Long contiguous stretches of homozygosity detected by chromosomal microarrays (CMA) in patients with neurodevelopmental disorders in the South of Brazil

Tiago Fernando Chaves  1 Luan Freitas Oliveira  2 Maristela Ocampos  3 Ingrid Tremel Barbato  4 Gisele Rozone de Luca  5 Jorge Humbeto Barbato Filho  6 Louise Lapagesse de Camargo Pinto  7 Pricila Bernardi  8 Angelica Francesca Maris  9
Affiliations

Long contiguous stretches of homozygosity detected by chromosomal microarrays (CMA) in patients with neurodevelopmental disorders in the South of Brazil

Tiago Fernando Chaves et al. BMC Med Genomics. .

Abstract

Background: Currently, chromosomal microarrays (CMA) are recommended as first-tier test in the investigation of developmental disorders to examine copy number variations. The modern platforms also include probes for single nucleotide polymorphisms (SNPs) that detect homozygous regions in the genome, such as long contiguous stretches of homozygosity (LCSH) also named runs of homozygosity (ROH). LCHS are chromosomal segments resulting from complete or segmental chromosomal homozygosity, which may be indicative of uniparental disomy (UPD), consanguinity, as well as replicative DNA repair events, however also are common findings in normal populations. Knowing common LCSH of a population, which probably represent ancestral haplotypes of low-recombination regions in the genome, facilitates the interpretation of LCSH found in patients, allowing to prioritize those with possible clinical significance. However, population records of ancestral haplotype derived LCSH by SNP arrays are still scarce, particularly for countries such as Brazil where even for the clinic, microarrays that include SNPs are difficult to request due to their high cost.

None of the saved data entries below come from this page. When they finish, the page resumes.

PR #9362, opened 2021-02-15
ENTESB-15773: Removes legacy operator deployment config

phantomjinx:
* Due to changing the operator from a deployemnt-config to a deployment, it
  is possible for a 1.11 and 1.12 to be installed at the same time. In
  order for 1.12 to replace 1.11, the former removes the deployment-config
  of 1.11 when it is first run-up. This uninstalls 1.11 operator leaving
  the operands intact and allows the 1.12 operator to be deployed and
  upgrade the operands accordingly.

* run.go
 * On the first run-up of the operator, checked for an operator dc and
   removes it. Otherwise, it does nothing.

* syndesis-controller.go
 * Removes unused function

### DIFF
--- a/install/operator/pkg/cmd/internal/run/run.go
+++ b/install/operator/pkg/cmd/internal/run/run.go
@@ -17,17 +17,21 @@
 package run
 
 import (
+	"context"
 	"fmt"
 	"runtime"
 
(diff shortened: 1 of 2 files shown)


phantomjinx:
Incorrect branch and jira.

PR #9367, opened 2021-02-16
feature(sonarcloud.io): Explicitly set sources and binaries for coverage

Delawen:


Delawen:
There are more things we can add, but let's start small: https://docs.sonarqube.org/latest/analysis/languages/java/

PR #9368, opened 2021-02-17
Minor bugfixing

Delawen:
Cleaning up the code a bit

### DIFF
--- a/app/connector/support/maven-plugin/src/main/java/io/syndesis/connector/support/maven/GenerateConnectorInspectionsMojo.java
+++ b/app/connector/support/maven-plugin/src/main/java/io/syndesis/connector/support/maven/GenerateConnectorInspectionsMojo.java
@@ -237,7 +237,8 @@ public class GenerateConnectorInspectionsMojo extends AbstractMojo {
             return shape;
         }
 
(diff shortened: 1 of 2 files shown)


app/connector/support/maven-plugin/src/main/java/io/syndesis/connector/support/maven/GenerateConnectorInspectionsMojo.java
```diff
@@ -237,7 +237,8 @@ private DataShape generateInspections(Connector connector, DataShape shape) thro
             return shape;
         }
 
-        getLog().info("Generating inspections for connector: " + connector.getId().get() + ", and type: " + shape.getType());
+        getLog().info("Generating inspections for connector: " +
+            connector.getId().orElse("NULL") + ", and type: " + shape.getType());
```
zregvart, line 241: Would be better to use placeholders here, string concatenation from logging uses cpu/memory (see http://www.slf4j.org/faq.html#logging_performance). I'm fairly sure that error prone should have caught this, not sure why this wasn't the case. PMD for sure should have [caught this](https://pmd.github.io/latest/pmd_rules_java_errorprone.html#invalidlogmessageformat).

```suggestion
        getLog().info("Generating inspections for connector: {} , and type: {}", connector.getId().orElse("NULL"), shape.getType());
```

PR #9369, opened 2021-02-17
Small refactors and removing code smells. No bugs here, just refactor.

Delawen:
More small refactors suggested by sonarcloud.

### DIFF
--- a/app/common/model/src/main/java/io/syndesis/common/model/TagFinder.java
+++ b/app/common/model/src/main/java/io/syndesis/common/model/TagFinder.java
@@ -25,7 +25,7 @@ import java.util.TreeSet;
  */
 public class TagFinder {
 
-    private final SortedSet<String> tags = new TreeSet<String>();
+    private final SortedSet<String> tags = new TreeSet<>();
 
     public TagFinder add(ListResult<? extends WithTags> items) {
         if (items.getItems()!=null) {
--- a/app/common/model/src/main/java/io/syndesis/common/model/action/ActionDescriptor.java
+++ b/app/common/model/src/main/java/io/syndesis/common/model/action/ActionDescriptor.java
@@ -55,6 +55,7 @@ public interface ActionDescriptor {
 
     @JsonIgnore
     default Map<String, ActionDescriptorStep> getPropertyDefinitionStepsAsMap() {
-        return getPropertyDefinitionSteps().stream().collect(Collectors.toMap(p -> p.getName(), p -> p));
+        return getPropertyDefinitionSteps().stream().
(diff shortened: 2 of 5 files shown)


app/integration/runtime/src/main/java/io/syndesis/integration/runtime/logging/IntegrationLoggingListener.java
```diff
@@ -31,27 +31,25 @@ public IntegrationLoggingListener(ActivityTracker tracker) {
...
-        final String activityId = ActivityTracker.getActivityId(exchange);
-        if (activityId != null) {
-            final Marker marker = camelLogger.getMarker();
-            final String step = marker != null ? marker.getName() : "null";
-
-            final Message in = exchange.getIn();
-            String stepTrackerId = in.getHeader(IntegrationLoggingConstants.STEP_TRACKER_ID, String.class);
-            if( stepTrackerId == null ) {
-                stepTrackerId = KeyGenerator.createKey();
+        if (tracker != null) {
```
zregvart: Prefer early exit
```suggestion
        if (tracker == null) {
        	return message;
        }
```

app/integration/runtime/src/main/java/io/syndesis/integration/runtime/logging/IntegrationLoggingListener.java
```diff
@@ -31,27 +31,25 @@ public IntegrationLoggingListener(ActivityTracker tracker) {
...
+            final String activityId = ActivityTracker.getActivityId(exchange);
+            if (activityId != null) {
```
zregvart:
```suggestion
            if (activityId == null) {
	            return message;
	        }
```

zregvart (commented):
Nitpicks

app/integration/runtime/src/main/java/io/syndesis/integration/runtime/logging/IntegrationLoggingListener.java
Delawen: That was one of the things detected as code smell because you had two different returns for the same value.

zregvart: Well, that smell was wrong. You could do:
```
        if (tracker == null || ActivityTracker.getActivityId(exchange) == null) {
            return message;
        }
```

to make it happy, but that leads to calling `ActivityTracker.getActivityId(exchange)` twice in happy day scenario.

Delawen: I will just remove the change then :)

PR #9370, opened 2021-02-18
fix: Missing patch body in FHIR Patch operation

rkorytkowski:
ENTESB-14237


Delawen:
Re-running integration tests, but looks good.

PR #9379, opened 2021-02-22
General bugfixing 2

Delawen:
Removing some code smells, no bugs.


app/server/logging/jaeger/src/main/java/io/syndesis/server/logging/jaeger/service/JaegerActivityTrackingService.java
```diff
@@ -66,7 +66,7 @@ public JaegerActivityTrackingService(JaegerQueryAPI jaegerQueryApi) {
             Activity activity = null;
             ArrayList<ActivityStep> steps = new ArrayList<>();
 
-            if (trace.spans != null && trace.spans.size() >= 1) {
+            if (trace.spans != null) {
```
zregvart, line 69:
```suggestion
            if (trace.spans == null) {
                continue;
            }
```

Not really important, but since you're refactoring, perhaps on the next PR if you get around to it...

zregvart (approved):

PR #9385, opened 2021-02-23
fix: make sure messages are captured in pollenrich

zregvart:
The default aggregation strategy in `PollEnricher` does not persist the
headers needed by Syndesis to perform output message capture. Seems that
aggregation tries to copy data from the `Exchange` created in the
`PollEnrich` but it ends up just copying everything from that `Exchange`
while discarding any values from the previous `Exchange`. We need the
actions that utilize `PollEnrich` to maintain message capture so that
the data is available for mapping. This should also maintain the
activity tracking.

### DIFF
--- a/app/integration/runtime/src/test/java/io/syndesis/integration/runtime/handlers/ConnectorStepHandlerPollEnrichIT.java
+++ b/app/integration/runtime/src/test/java/io/syndesis/integration/runtime/handlers/ConnectorStepHandlerPollEnrichIT.java
@@ -30,6 +30,7 @@ import io.syndesis.common.model.integration.Step;
 import io.syndesis.common.model.integration.StepKind;
 import io.syndesis.integration.component.proxy.ComponentProxyComponent;
 import io.syndesis.integration.component.proxy.ComponentProxyCustomizer;
+import io.syndesis.integration.runtime.capture.OutMessageCaptureProcessor;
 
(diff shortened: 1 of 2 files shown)


app/integration/runtime/src/test/java/io/syndesis/integration/runtime/handlers/ConnectorStepHandlerPollEnrichIT.java
```diff
@@ -174,6 +175,7 @@ public void shouldSupportPollEnriching() throws Exception {
                     .putConfiguredProperty("period", "1000")
                     .build(),
                 new Step.Builder()
+                    .id("expected")
```
KurtStam, line 178: why 'expected' ? I mean shouldn't it be something more dynamic incase we have more then one pollEnrichers?

zregvart: To [assert it easier](https://github.com/syndesisio/syndesis/pull/9385/files#diff-fda11763c721dc439cde8d9d6ff6e8f294d8f4b75e24f7e9975e100f9efb32f4R210), otherwise it gets a randomly generated id, so we can't assert that it's this step that we keep track of. The test now covers a case where captured messages map was missing output from poll enrich.

PR #9390, opened 2021-02-25
chore: Update to AtlasMap 2.1.6

igarashitm:
Release Note: https://github.com/atlasmap/atlasmap/releases/tag/atlasmap-2.1.6


igarashitm:
@christophd do you see what's wrong with `DBToHttp#testDBToHttp()`? Does the order of the records in DB matter here?

igarashitm:
I'm trying to run these IT locally by following what is done in GH checks, but it always fails with `java.lang.NoClassDefFoundError: Could not initialize class io.syndesis.test.itest.SyndesisIntegrationTestSupport`

PR #9403, opened 2021-03-01
refactor: use JUnit Jupiter

zregvart:
Thoroughly refactors tests to depend only on JUnit 5 (Jupiter). To make
this transition a stub with empty JUnit classes was needed
(`junit4-stub` module) to help with compiling against Testcontainers and
Citrus framework classes (amongst others).

Crux of the refactor was changing package names for `Test` annotations
and using builtin JUnit 5 parameterized test support.

Some tests that were disabled and unmaintained were outright removed.
This is the case with the system-test module which we do not run and
haven't maintained in years now.

Also:  fix: make template processing thread safe (1cf4bb7)

Issue popped up when switching to JUnit Jupiter, which runs tests in
random order caused issues around the shared `StringBuilder`. This makes
the `StringBuilder` a local variable and introduces a context object
that holds any values needed by the template processor. Now there is no
shared state to cause thread safety issues.

And:  refactor: sql connector tests (0a216e6)

These tests were refactored a bit more in the JUnit 5 migration, so this
commit contains changes just to the SQL connector.


christophd:
@zregvart Citrus should also provide JUnit5 support. Did you have a look into this already?

```
@ExtendWith(CitrusSpringSupport.class)
```

zregvart:
> @zregvart Citrus should also provide JUnit5 support. Did you have a look into this already?

The version 2.8.0 of Citrus in citrus-core has a dependency both on JUnit 4 and JUnit 5. With JUnit 4 completely removed from classpath this doesn't compile. I've found no reason to use the extension, the integration tests were migrated over without it as the dependency on JUnit 4 in the integration tests wasn't as large.

christophd:
@zregvart ah I see, the dependency issues are solved in Citrus 3.x but we are stuck with 2.8.0 because of Camel 2.x usage

zregvart:
Actually, @christophd I do need to use the `CitrusExtension` here, I can't derive from JUnit 4 based base class.

zregvart:
@christophd you might be interested in changes made in cb9bef80004834e5819cd418299665425678f96e, its a bit difficult to mix Spring `@Configuration` and Citrus application contexts as they're separate. I've tried to bridge them by setting Spring application context's parent to the Citrus application context, but this caused issues when a `@Bean` declared in `@Configuration` was required in Citrus's application context. Not sure what would be idiomatic Citrus solution for this, seems that setting `citrus.spring.application.context` might help but that restricts the use to a single `@Configuration` class (we had many).

zregvart:
retest this please

zregvart:
retest this please

zregvart:
This is too big of an effort to rebase, and the end to end tests seem to fail due to unrelated issues.

PR #9387, opened 2021-02-24
ENTESB-15225: Adds affinity and toleration values on install

phantomjinx:
* During install phase, adds the affinity and toleration values to the
  infrastructure deployment configs
 * Not been possible previously due to not having the deployment configs
   readily to hand as typed objects

* install.go
 * Processes each resource on install and determines if they're a DC
 * If so, adds in the content from the Syndesis resource as blocks
 * Should the syntax in the Syndesis resource be incorrect then there will
   be errors in the operator log

* install_test.go
 * Tests for the PreProcessDeploymentConfig function

PR #9404, opened 2021-03-02
Set affinity/toleration only for integrations

claudio4j:
As #9387 PR sets the affinity/tolerations in install action
it makes no sense to patch the infrastructure components in post
install.
This PR is to remove the patch for infrastructure, the pod_scheduling
action patches only the integration components.

https://github.com/syndesisio/syndesis/pull/9387


claudio4j:
retest this please

phantomjinx (approved):
LGTM

PR #9416, opened 2021-03-05
chore: initial support for mapping CSV data format

zregvart:
This adds initial support for mapping CSV data format, helpful in cases
where data shape can be defined by the user, as we (currently) don't
have any connectors that provide CSV data shape metadata.

For any connector that specifies `ANY` datashape, in the UI user can
provide a sample CSV file, for which the shape of the document will be
generated and available for mapping.

The drawback of the this implementation is that no parameters are passed
to the CSV inspection service, so for example, a way of specifying
`firstRecordAsHeader` parameter to enable column names to appear as
field names in the mapping is not available.

To do:
 - [x] UI ConfigMap missing CSV configuration (operator needs update)
 - [x] Tests

Stretch:
 - [x] Collection support
 - [x] CSV service parameter support

Ref. https://issues.redhat.com/browse/ENTESB-15928


avano:
retest this please

PR #9800, opened 2021-11-09
ENTESB-17767 Integration with MongoDB connector is not able to start

claudio4j:
https://issues.redhat.com/browse/ENTESB-17767

* Updated mongodb java driver as camel mongodb component requires it
* Updated to camel 2.23.2 fuse 7.10
* For some unknown reason there should be a wait time before connecting to mongodb embedded server

### DIFF
--- a/app/extension/bom/pom.xml
+++ b/app/extension/bom/pom.xml
@@ -28,7 +28,7 @@
 
   <properties>
     <spring-boot.version>2.3.12.RELEASE</spring-boot.version>
-    <camel.version>2.23.2.fuse-790053</camel.version>
+    <camel.version>2.23.2.fuse-7_10_0-00016</camel.version>
     <!-- we must ensure to have this version aligned with extension-bom and integration-bom -->
     <dep.plugin.deploy.version>2.8.2</dep.plugin.deploy.version>
   </properties>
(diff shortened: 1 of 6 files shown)


app/extension/bom/pom.xml
```diff
@@ -28,7 +28,7 @@
 
   <properties>
     <spring-boot.version>2.3.12.RELEASE</spring-boot.version>
-    <camel.version>2.23.2.fuse-790053</camel.version>
+    <camel.version>2.23.2.fuse-7_10_0-00016</camel.version>
```
zregvart, line 31: Let's do this in a separate PR, seems that we're hitting ENTESB-16583

claudio4j: Unfortunately these two should be together, if syndesis uses 2.23.2.fuse-790053, then we should use `com.mongodb.MongoClient` in mongodb connector. Also, there are tests failures, because camel component wants to use the `com.mongodb.MongoClient`.

zregvart: Chicken or the egg, well, we can't do this upstream it seams. Not unless the PR for ENTESB-16583 gets merged and all dependencies get pushed to early access.

claudio4j:
Pushed a change to override xstream to use a version from a public repo.

claudio4j:
Putting in draft mode to wonder how to use a fuse camel with non public artifacts.

PR #9802, opened 2021-11-10
ENTESB-17480 Fix to align jetty version into syndesis-meta

claudio4j:


zregvart:
Hmm, from this commit onward (3x) the integration tests stopped working. Might be worth having a look.

PR #9809, opened 2021-11-12
chore: add dependency report to the S2I image

zregvart:
When trying to track down why a dependency is present in the S2I image
we often need to drill down Maven POM files in search of the origin of a
dependency, it is also difficult to understand what brought in a
transitive dependency.

This adds the dependency report in a file called `dependencies.txt` to
the S2I image and the repository ZIP to help with that.


zregvart:
retest this please

claudio4j (approved):

PR #9819, opened 2021-11-15
chore: upgrade jaegger and opentracing

zregvart:
Ref. https://issues.redhat.com/browse/ENTESB-17769

PR #9822, opened 2021-11-16
fix: accidental Tomcat inclusion

zregvart:
In #9819 embedded Tomcat dependency sneaked in, which caused it to be
used instead of Undertow, but more importantly the integration failed to
start as the version that was brought in by libthrift was not compatible
with the version that the spring-boot-tomcat-starter expected.


oscerd (approved):

zregvart:
retest this please

PR #9827, opened 2021-11-24
fix: declare spring-boot-starter version

zregvart:
When we removed import of `spring-boot-dependencies` BOM we lost the
declaration, among others, of `spring-boot-starter` version. This is not
an issue for integrations built with provided set of connectors/steps,
but it could be an issue with extensions that could declare it as a
dependency.

Ref. https://issues.redhat.com/browse/ENTESB-17890


mkralik3:
retest this please

PR #9833, opened 2021-12-10
chore: configure CodeQL security analysis

zregvart:
This adds CodeQL security analysis scanning. We might need to add the configuration in `.github/codeql/` as well. We'll see how this goes it might increase the build time as well.


zregvart:
One immediate drawback is that we should skip CodeQL checks for doc changes, perhaps a better approach would be to integrate the pull request/branch merge scanning into the existing checks workflow and keep only the cron invocation here. Not sure if CodeQL instruments the compiled code in some way, so it needs to be kept separate.

zregvart:
retest this please

Delawen (approved):

oscerd (approved):

zregvart:
retest this please

PR #9881, opened 2022-01-27
fix(server): correct totalCount in ListResult

zregvart:
When filters (e.g. pagination) are used the `totalCount` gets reset to
whatever the filter outcome size is (e.g. page size), and the initial
`totalCount` that reflects the number of available items is lost.

This refactors the `ListResult` to clearly support two cases: partial or
complete item set was provided; also for the existing filtering
operations partial case is used with the `totalCount` of the original
item set.


zregvart:
retest this please

I think the local Maven repository might have had an older version of common-model cached, let's see if re-running the test helps.

PR #9890, opened 2022-02-03
refactor: use embedded resources

zregvart:
The way we bundle resources within the executable is problematic.
Resources need to be included by running code generation, so if skipped
older version of the resource will be included; and the generated .go
files contain the resources as byte arrays in hex, nullifying the
utility of diff tools and making resolving conflicts difficult.

This instead uses the `//go:embed` directive to embed the resources at
compilation time, making sure that the most recent version of the
resource is included and making potential merge conflicts explicit and
simpler to resolve.


mkralik3:
retest this please
(QE tests fixed)

install/operator/pkg/generator/generator.go
```diff
@@ -186,7 +171,7 @@ func Render(filePath string, context interface{}) ([]unstructured.Unstructured,
 		// It's ok if a template chooses not to generate any resources..
 
 	default:
-		return nil, fmt.Errorf("Unexptected yaml unmarshal type: %v", obj)
+		return nil, fmt.Errorf("unexptected yaml unmarshal type: %v", obj)
```
phantomjinx: erroneous "t" in the middle of "unexpected"

phantomjinx: erroneous "t" in the middle of "unexpected"

phantomjinx (approved):

install/operator/pkg/generator/generator.go
zregvart: Thanks!

PR #9892, opened 2022-02-04
refactor(ui): replace Learna with Lage

zregvart:
Lage[1] makes a good replacement for Lerna because of strict topological
workflow -- so tasks in workspaces are run in accordance to the how they
depend on each other; and because of the incremental cache -- so tasks
are skipped if inputs have not changed.

This dramatically decreases the build time by allowing the `build` task
to be run in parallel, skipping over tasks for which the cache is hot.

[1] https://microsoft.github.io/lage/


mkralik3:
retest this please
(QE tests fixed)

kahboom (approved):

zregvart:
I've converted this to draft as I'm unsure about the changes within the GitHub Actions workflows I made. The Lage cache looks very small and it seems to hold only the cache keys. I was hoping that the output of the build would be held in cache but it doesn't seem to be. Without the output in the cache I'm not sure that the entire build is correct when parts of the build are skipped. Works okay as far as I can tell locally (outside of CI), as the outputs are already in `dist` and don't need to be in the cache.

zregvart:
retest this please

zregvart:
I've reverted the GitHub Actions workflow configuration, so this will end up only helping in local/development workflows.

Issue #9893, opened 2022-02-08
Using embed.Open to read a directory causes error


claudio4j:
For some reason the `embed.Open` throws an error when trying to read a directory ending with a `/`, as in this [install.go](https://github.com/syndesisio/syndesis/blob/1.14.x/install/operator/pkg/syndesis/action/install.go#L236) reading the addons directory.
The error is `open assets/addons/jaeger/: file does not exist` when installing the syndesis CR with jaeger addon enabled.

PR #9894, opened 2022-02-08
Fix operator install with jaeger enabled, fail to install

claudio4j:
Using embed.Open to read a directory causes error
https://github.com/syndesisio/syndesis/issues/9893


zregvart (approved):
Thanks!

zregvart:
retest this please

Issue #9898, opened 2022-02-09
origin-oauth-proxy:4.9 requires permission to read openshift-config-managed


claudio4j:
There is an error when starting syndesis-oauthproxy pod
```
github.com/openshift/oauth-proxy/providers/openshift/provider.go:347: Failed to watch *v1.ConfigMap: failed to list *v1.ConfigMap: configmaps "oauth-serving-cert" is forbidden: User "system:serviceaccount:syndesis:syndesis-oauth-client" cannot list resource "configmaps" in API group "" in the namespace "openshift-config-managed"
```
openshift/origin-oauth-proxy:4.9 requires permission to read configmaps from `openshift-config-managed` namespace.

https://github.com/openshift/oauth-proxy/issues/229

PR #9899, opened 2022-02-10
Fix rbac permission for syndesis-oauthproxy read configmaps

claudio4j:
origin-oauth-proxy:4.9 requires permission to read openshift-config-managed #9898
https://github.com/syndesisio/syndesis/issues/9898


zregvart (approved):
LGTM

PR #9911, opened 2022-02-22
Cleanup OpenShiftServiceImpl

zregvart:
Contains the following fixes and refactorings:

[fix(server): syndesis-s2i not s2i-java as default](https://github.com/syndesisio/syndesis/commit/8d4bd6057fe336f93ab1af1453442b635044a698)

This is not an issue at runtime as by default the operator sets this
to whatever image reference is configured in the Syndesis CR. It is
problematic however in local development when running without the
operator, say running the Syndesis server from the IDE and connecting to
a OpenShift cluster.

[refactor](https://github.com/syndesisio/syndesis/commit/5c4b26280a1b5f5ddfdfefab5eb86eb93927223d)[(server): null-safe by default](https://github.com/syndesisio/syndesis/commit/5c4b26280a1b5f5ddfdfefab5eb86eb93927223d)

Makes sure that there is no need to check if `scheduling` is `null` or
not, as it cannot be `null`.

[fix(server): wrong variable reference](https://github.com/syndesisio/syndesis/commit/f06987906ef9a72d647785ddfdb5a85c4f83fcc3)

The setter `setOpenShiftHost` is setting the existing value of
`masterUrlHost` and ignoring the provided new value, thus effectively it
is implemented as a no-op. This makes sure that the given value replaces
the existing value.

[refactor(server): simplify unpublishing](https://github.com/syndesisio/syndesis/commit/964133684ac2c48d031395ffa2a113a8b2189df8)

This refactors the unpublishing step to perform a much simpler operation
of scaling to zero the existing deployment found via deployment name.

Also refactors the placement of the scale annotation to the
`DeploymentConfig`'s metadata rather than on container's metadata. The
whole deployment is scaled not an individual container. This makes for a
simpler update that doesn't require a new revision of the deployment and
prevents further re-deployments.

Subsequent commit will also include this change at deployment time.

[chore(deps): align version of f8:mockwebserver](https://github.com/syndesisio/syndesis/commit/8829764984dd37749182ef35e6a70c20c6286e90)

[refactor(server): openshift service refactor](https://github.com/syndesisio/syndesis/commit/3565f12e6449fd90df5b4b5e8dbc54b845956736)

The `OpenShiftServiceImpl` had major issues with code duplication and
unnecessary complexity. For example code paths for creating a new
`DeploymentConfig` and editing the existing `DeploymentConfig` were
nearly but not exactly identical, making maintenance difficult as one
would need to make changes to two code paths simultaneously.

One long standing issue with `OpenShiftServiceImpl` is also the
superfluous deployments that would generate new revisions, and as such
redeploy the integration multiple times during publishing. This
refactoring makes sure that for each publish there is only a single
deployment revision -- i.e. single restart of the integration pod.

Several code smells were also refactored.

### DIFF
--- a/app/pom.xml
+++ b/app/pom.xml
@@ -3531,7 +3531,7 @@
       <dependency>
         <groupId>io.fabric8</groupId>
         <artifactId>mockwebserver</artifactId>
-        <version>0.1.3</version>
+        <version>0.1.8</version>
         <scope>test</scope>
         <exclusions>
           <exclusion>
--- a/app/server/controller/src/main/java/io/syndesis/server/controller/integration/online/UnpublishHandler.java
+++ b/app/server/controller/src/main/java/io/syndesis/server/controller/integration/online/UnpublishHandler.java
@@ -17,16 +17,11 @@ package io.syndesis.server.controller.integration.online;
 
 import java.util.Collections;
 import java.util.HashMap;
-import java.util.List;
 import java.util.Map;
 import java.util.Set;
-import java.util.concurrent.TimeUnit;
-import java.util.stream.Collectors;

Methods: In this study, we evaluate the frequencies and implications of LCSH detected by Affymetrix CytoScan® HD or 750 K platforms in 430 patients with neurodevelopmental disorders in southern Brazil. LCSH were analyzed in the context of pathogenic significance and also explored to identify ancestral haplotype derived LCSH. The criteria for considering a region as LCSH was homozygosis ≥3 Mbp on an autosome.

Results: In 95% of the patients, at least one LCSH was detected, a total of 1478 LCSH in 407 patients. In 2.6%, the findings were suggestive of UPD. For about 8.5% LCSH suggest offspring from first to fifth grade, more likely to have a clinical impact. Considering recurrent LCSH found at a frequency of 5% or more, we outline 11 regions as potentially representing ancestral haplotypes in our population. The region most involved with homozygosity was 16p11.2p11.1 (49%), followed by 1q21.2q21.3 (21%), 11p11.2p11.12 (19%), 3p21.31p21.2 (16%), 15q15 1q33p32.3 (12%), 2q11.1q12.1 (9%), 1p33p32.3 (6%), 20q11.21q11.23 (6%), 10q22.1q23.31 (5%), 6p22.2p22 (5%), and 7q11.22q11.23 (5%).

Conclusions: In this work, we show the importance and usefulness of interpreting LCSH in the results of CMA wich incorporate SNPs.

Keywords: Autism; Developmental disorders; Homozygosity; Intellectual disability; LCSH; Microarrays; ROH; SNPs.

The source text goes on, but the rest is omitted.